Sebelumnya, mantan Ketua BPD dua periode ini sudah mewanti-wanti Dinas Lingkungan Hidup (DLH) Kabupaten Belitung untuk tidak menerbitkan rekomendasi UKL/UPL dan Izin Lingkungan. Izin ini menjadi salah salah satu syarat untuk mendapatkan izin operasi produksi. Asri menduga-duga ada kemungkinan Dinas Lingkungan Hidup sudah menerbitkan rekomendasi UKL/UPL dan Izin Lingkungan.

Panjangnya rentang waktu antara pemasangan pengumuman dan penyampaian saran, tanggapan dan pendapat masyarakat lebih dari satu bulan menjadi celah untuk menerbitkan rekomendasi, sementara waktu yang diberikan untuk memberikan tanggapan, saran dan pendapat masyarakat hanya tiga hari kerja sejak tanggal pemasangan.
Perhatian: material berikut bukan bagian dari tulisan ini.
PR #2334, opened 2021-01-18
Mark Dependency.optional as deprecated.

vkryachko:


firebase-components/src/main/java/com/google/firebase/components/Dependency.java
```diff
@@ -47,30 +47,82 @@ private Dependency(Class<?> anInterface, @Type int type, @Injection int injectio
...
+  @Deprecated
   public static Dependency optional(Class<?> anInterface) {
     return new Dependency(anInterface, Type.OPTIONAL, Injection.DIRECT);
   }
 
+  /**
+   * Declares a deferred dependency.
+   *
+   * <p>Such dependencies are optional and may not be present be default. But they can become
+   * available if a dynamic module is installed that they are contained in.
```
rlazo, line 68:
```suggestion
   * available if a dynamic module that contains them is installed.
```

firebase-components/src/main/java/com/google/firebase/components/Dependency.java
```diff
@@ -47,30 +47,82 @@ private Dependency(Class<?> anInterface, @Type int type, @Injection int injectio
...
+   */
+  @Deprecated
   public static Dependency optional(Class<?> anInterface) {
     return new Dependency(anInterface, Type.OPTIONAL, Injection.DIRECT);
   }
 
+  /**
+   * Declares a deferred dependency.
+   *
+   * <p>Such dependencies are optional and may not be present be default. But they can become
```
rlazo, line 67:
```suggestion
   * <p>Such dependencies are optional and may not be present by default. But they can become
```

firebase-components/src/main/java/com/google/firebase/components/Dependency.java
```diff
@@ -47,30 +47,82 @@ private Dependency(Class<?> anInterface, @Type int type, @Injection int injectio
...
   public static Dependency setOf(Class<?> anInterface) {
     return new Dependency(anInterface, Type.SET, Injection.DIRECT);
   }
 
+  /**
+   * Declares an optional dependency.
+   *
+   * <p>Optional dependencies can be missing at runtime(being {@code null}) and dependents must be
+   * ready to handle that.
+   */
```
rlazo, line 102: This isn't deprecated?

vkryachko: Nope, this is now the recommended optional dependency, see the deprecation message in `Dependency.optional()`.

rlazo (approved):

Hal senada juga disampaikan Ketua BPD Desa Padang Kandis, Rusfandi. Menurutnya, masyarakat sempat dikagetkan dengan keberadaan dua perusahaan pertambangan pasir PT. HPI dan PT. PMS di wilayahnya. Ini lantaran tidak pernah ada sosialisasi dari pihak perusahaan maupun dari dinas terkait.
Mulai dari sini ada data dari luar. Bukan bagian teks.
PR #2340, opened 2021-01-19
Remove unused baseDoc argument

schmidt-sebastian:
Port from iOS https://github.com/firebase/firebase-ios-sdk/pull/7276

This likely needs to be ported to Web too (but I didn't check - just worked on this while verifying the iOS PR).


thebrianchen (approved):
lgtm

PR #2346, opened 2021-01-20
Implement BundleLoader

schmidt-sebastian:
BundleLoader is a port from Web, the tests are new since BundleLoader on Web only has integration tests. To make testing possible, I also added BundleListener


schmidt-sebastian:
@wu-hui This has now been merged with the latest changes and only contains the unreviewed diff.

firebase-firestore/src/main/java/com/google/firebase/firestore/bundle/BundleListener.java
```diff
@@ -0,0 +1,37 @@
...
+
+package com.google.firebase.firestore.bundle;
+
+import com.google.firebase.database.collection.ImmutableSortedMap;
+import com.google.firebase.database.collection.ImmutableSortedSet;
+import com.google.firebase.firestore.model.DocumentKey;
+import com.google.firebase.firestore.model.MaybeDocument;
+
+/** Interface implemented by components that can apply changes from a bundle. */
+public interface BundleListener {
```
wu-hui, line 23: Maybe call it `BundleStorage`? And update comment to `...that can apply data from bundles to local storage`?

firebase-firestore/src/main/java/com/google/firebase/firestore/bundle/BundleLoader.java
```diff
@@ -0,0 +1,154 @@
...
+   */
+  public @Nullable LoadBundleTaskProgress addElement(BundleElement bundleElement, long byteSize) {
+    Preconditions.checkArgument(
+        !(bundleElement instanceof BundleMetadata), "Unexpected bundle metadata element.");
+
+    boolean updateProgress = false;
+
+    if (bundleElement instanceof NamedQuery) {
+      queries.add((NamedQuery) bundleElement);
+    } else if (bundleElement instanceof BundledDocumentMetadata) {
```
wu-hui, line 76: I am wondering if we could bring the implementation more consistent to the JS implementation, or maybe there is something I don't see that is blocking it?

This is mostly a concern of inconsistency, but JS also does not have to use a sorted map.

firebase-firestore/src/main/java/com/google/firebase/firestore/bundle/BundleLoader.java
```diff
@@ -0,0 +1,154 @@
...
+            totalDocuments,
+            bytesLoaded,
+            totalBytes,
+            null,
+            LoadBundleTaskProgress.TaskState.RUNNING)
+        : null;
+  }
+
+  /** Applies the loaded documents and queries to local store. Returns the document view changes. */
+  public ImmutableSortedMap<DocumentKey, MaybeDocument> applyChanges() {
```
wu-hui, line 116: This is a better name than `complete`!

wu-hui (commented):
Almost LGTM, I do wonder if we can make the `addElement` method more consistent to JS.

firebase-firestore/src/main/java/com/google/firebase/firestore/bundle/BundleListener.java
schmidt-sebastian: We seem to call these types of interfaces "Callback": OnlineStateCallback, SyncEngineCallback, StreamCallback, RemoteStoreCallback. I have updated this to use "callback" as well, but also used your comment enhancement as it still applies.

firebase-firestore/src/main/java/com/google/firebase/firestore/bundle/BundleLoader.java
schmidt-sebastian: There are two differences here that stand out to me:

- The metadata lookup in JS looks at the gathered documents. I decided to not follow this pattern as I would like to build up an `ImmutableSortedMap<DocumentKey, MaybeDocument>` directly as this is a common data structure I can use this map directly in LocalStore. As such, I need some place to denote the last stored document key. 
I can remove this altogether though since it is only used for asserts.

- The `updateProgress` check is done differently here. I prefer the `updateProgress` a little, but not enough to convince you that it is worth backporting. I updated it to be more aligned with the Web.

schmidt-sebastian (commented):
Thanks for the review!

firebase-firestore/src/main/java/com/google/firebase/firestore/bundle/BundleLoader.java
wu-hui: Looks good.

wu-hui (approved):
Thanks, LGTM!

“Masyarakat Desa Padang Kandis tetap pada keputusan musyawarah, menolak keberadaan dua perusahaan tambang pasir itu,” tandas Rusfandi.

Menjawab aksi penolakan masyarakat Desa Padang Kandis, Kepala Dinas Lingkungan Hidup Kabupaten Belitung Edi Usdianto, sudah menindaklanjuti aspirasi penolakan masyarakat melalui surat tertanggal 27 Januari 2020 yang disampaikan kepada Kepala Desa Padang Kandis.
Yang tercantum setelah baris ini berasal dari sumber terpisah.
PR #2350, opened 2021-01-21
Use JSON timestamps for Bundles

schmidt-sebastian:
Sad panda :(


schmidt-sebastian:
cc @wu-hui

firebase-firestore/src/main/java/com/google/firebase/firestore/bundle/BundleSerializer.java
```diff
@@ -307,11 +323,92 @@ private void decodeGeoPoint(Value.Builder builder, JSONObject geoPoint) {
...
-  private void decodeTimestamp(Value.Builder builder, JSONObject timestamp) {
+  private Timestamp decodeTimestamp(String timestamp) {
+    // This method is copied from com.google.protobuf.util.Timestamps. See:
+    // https://chromium.googlesource.com/external/github.com/google/protobuf/+/HEAD/java/util/src/main/java/com/google/protobuf/util/Timestamps.java?autodive=0%2F#232
+
+    try {
+      int dayOffset = timestamp.indexOf('T');
+      if (dayOffset == -1) {
+        throw new IllegalArgumentException(
+            "Failed to parse timestamp: invalid timestamp \"" + timestamp + "\"");
```
wilhuff, line 334: Optional: you could simplify this message to just "Invalid timestamp ...".

firebase-firestore/src/main/java/com/google/firebase/firestore/bundle/BundleSerializer.java
```diff
@@ -307,11 +323,92 @@ private void decodeGeoPoint(Value.Builder builder, JSONObject geoPoint) {
...
+      int timezoneOffsetPosition = timestamp.indexOf('Z', dayOffset);
+      if (timezoneOffsetPosition == -1) {
+        timezoneOffsetPosition = timestamp.indexOf('+', dayOffset);
+      }
+      if (timezoneOffsetPosition == -1) {
+        timezoneOffsetPosition = timestamp.indexOf('-', dayOffset);
+      }
+      if (timezoneOffsetPosition == -1) {
+        throw new IllegalArgumentException(
+            "Failed to parse timestamp: missing valid timezone offset.");
```
wilhuff, line 345: Please include the text of the invalid timestamp

firebase-firestore/src/main/java/com/google/firebase/firestore/bundle/BundleSerializer.java
```diff
@@ -61,7 +80,7 @@ public NamedQuery decodeNamedQuery(String json) throws JSONException {
   public NamedQuery decodeNamedQuery(JSONObject namedQuery) throws JSONException {
     String name = namedQuery.getString("name");
     BundledQuery bundledQuery = decodeBundledQuery(namedQuery.getJSONObject("bundledQuery"));
-    SnapshotVersion readTime = decodeSnapshotVersion(namedQuery.getJSONObject("readTime"));
+    SnapshotVersion readTime = decodeSnapshotVersion(namedQuery.getString("readTime"));
```
wilhuff, line 83: Do we need to support both? That is, is it ever possible that users might end up with timestamp values encoded as a seconds/nanoseconds pair instead?

I'm specifically concerned because `Timestamp.toJSON` uses the object format: https://github.com/firebase/firebase-js-sdk/blob/f68bd3f29c87e98f15635e38c1f9847b7731fa30/packages/firestore/src/lite/timestamp.ts#L162. It seems that if users construct bundles for themselves they could get this wrong.

wilhuff: That is to say, it seems like logic like we have in the JS SDK is required for dealing with JSON timestamps, no?

https://github.com/firebase/firebase-js-sdk/blob/f68bd3f29c87e98f15635e38c1f9847b7731fa30/packages/firestore/src/model/normalize.ts#L31

schmidt-sebastian: I updated this PR to support both formats. I am not sure we need this going forward, but this ensures backwards compatibility with existing bundles.

firebase-firestore/src/main/java/com/google/firebase/firestore/bundle/BundleSerializer.java
schmidt-sebastian: Done

firebase-firestore/src/main/java/com/google/firebase/firestore/bundle/BundleSerializer.java
schmidt-sebastian: Done

firebase-firestore/src/main/java/com/google/firebase/firestore/bundle/BundleSerializer.java
```diff
@@ -38,16 +38,35 @@
...
 import org.json.JSONArray;
 import org.json.JSONException;
 import org.json.JSONObject;
 
 /** A JSON serializer to deserialize Firestore Bundles. */
 class BundleSerializer {
 
+  private static final long MILLIS_PER_SECOND = 1000;
+
+  private static final SimpleDateFormat timestampFormat;
```
wilhuff, line 59: DateFormat objects are not safe to use from multiple threads. While any one Firestore instance may only use this from a single thread, multiple Firestore instances can run at the same time. You could make this safe by making this a member rather than a static.

schmidt-sebastian: I thought this problem didn't apply to us since we are single-threaded, but you are right that it shows up when multiple instances are used. Thanks for pointing this out.

wilhuff (approved):
LGTM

Edi Usdianto menjelaskan, bahwa telah menyampaikan hasil musyawarah masyarakat yang menolak pertambangan pasir kepada Dinas Penanaman Modal dan Pelayanan Terpadu Satu Pintu (PMPTSP) Provinsi Bangka Belitung dan dinas PMPTSP Kabupaten Belitung untuk ditindaklanjuti.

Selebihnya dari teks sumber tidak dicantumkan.